Al-Qur’an menuturkan:
“Dan hendaklah di antara kamu ada segolongan orang yang menyeru kepada kebajikan, menyuruh (berbuat) yang makruf, dan mencegah dari yang mungkar. Dan mereka itulah orang-orang yang beruntung”, (QS. 3: 104).
Para mufasir berpendapat, makna kebajikan (al-khair) dalam ayat tersebut adalah Islam. Artinya, menyeru mengajak orang untuk mengikuti Al-Qur’an dan Sunnah Nabi Muhammad SAW.
Berdakwah memang tanggung jawab kita sebagai Mukmin, tetapi pelaksanaannya nggak boleh asal-asalan. Ingat, dalam berdakwah, ada kaidah umum yang harus kita patuhi yang telah ditetapkan Allah.
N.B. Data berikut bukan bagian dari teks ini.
PR #783, opened 2020-04-03
Update bazel

keith:


keith:
We might need some other changes here, we'll see what CI says

zachgrayio:
We are going to look at this tomorrow and may have a PR if no one beats us to it.

keith:
I think this is a flaky test and that we're actually good here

Tujuannya adalah agar dakwah itu bisa diterima oleh objek dakwah kita dengan kesadaran dan hati yang lapang.
Coba perhatikan ayat berikut ini:
“Serulah (manusia) kepada jalan Tuhanmu dengan hikmah dan pengajaran yang baik, dan berdebatlah dengan mereka dengan cara yang baik. Sesungguhnya Tuhanmu, Dia-lah yang lebih mengetahui siapa yang sesat dari jalan-Nya dan Dia-lah yang lebih mengetahui siapa yang mendapat petunjuk”, (QS. 16: 125).
Di dalam ayat tersebut jelas bahwa berdakwah harus dengan hikmah dan pengajaran yang baik, kalaupun harus berdebat, berdebatlah dengan cara yang baik.
Berdebat bukan soal siapa yang menang dan siapa yang kalah, tetapi berdebat adalah tentang bagaimana kita menemukan kebenaran.
Itulah kebijaksanaan dakwah yang diserukan Al-Qur’an yang mesti kita implementasikan dalam berdakwah.
Narasi Al-Qur’an tentang kebijaksanaan dakwah itu menuntun kita agar memahami dan mengimplementasikan nilai-nilai keislaman secara komprehensif dan holistik. Oleh sebab itu, seorang da’i harus memiliki kapasitas pemahaman Islam yang mendalam dan mumpuni.
Di samping itu, seorang da’i juga harus mampu menjadi teladan yang baik bagi umat. Sebab, keteladanan ini lebih penting dari hanya sekadar retorika belaka. Jika seorang da’i hanya pandai beretorika saja, maka hanya menjadi bualan kosong saja tanpa adanya spirit pengamalannya.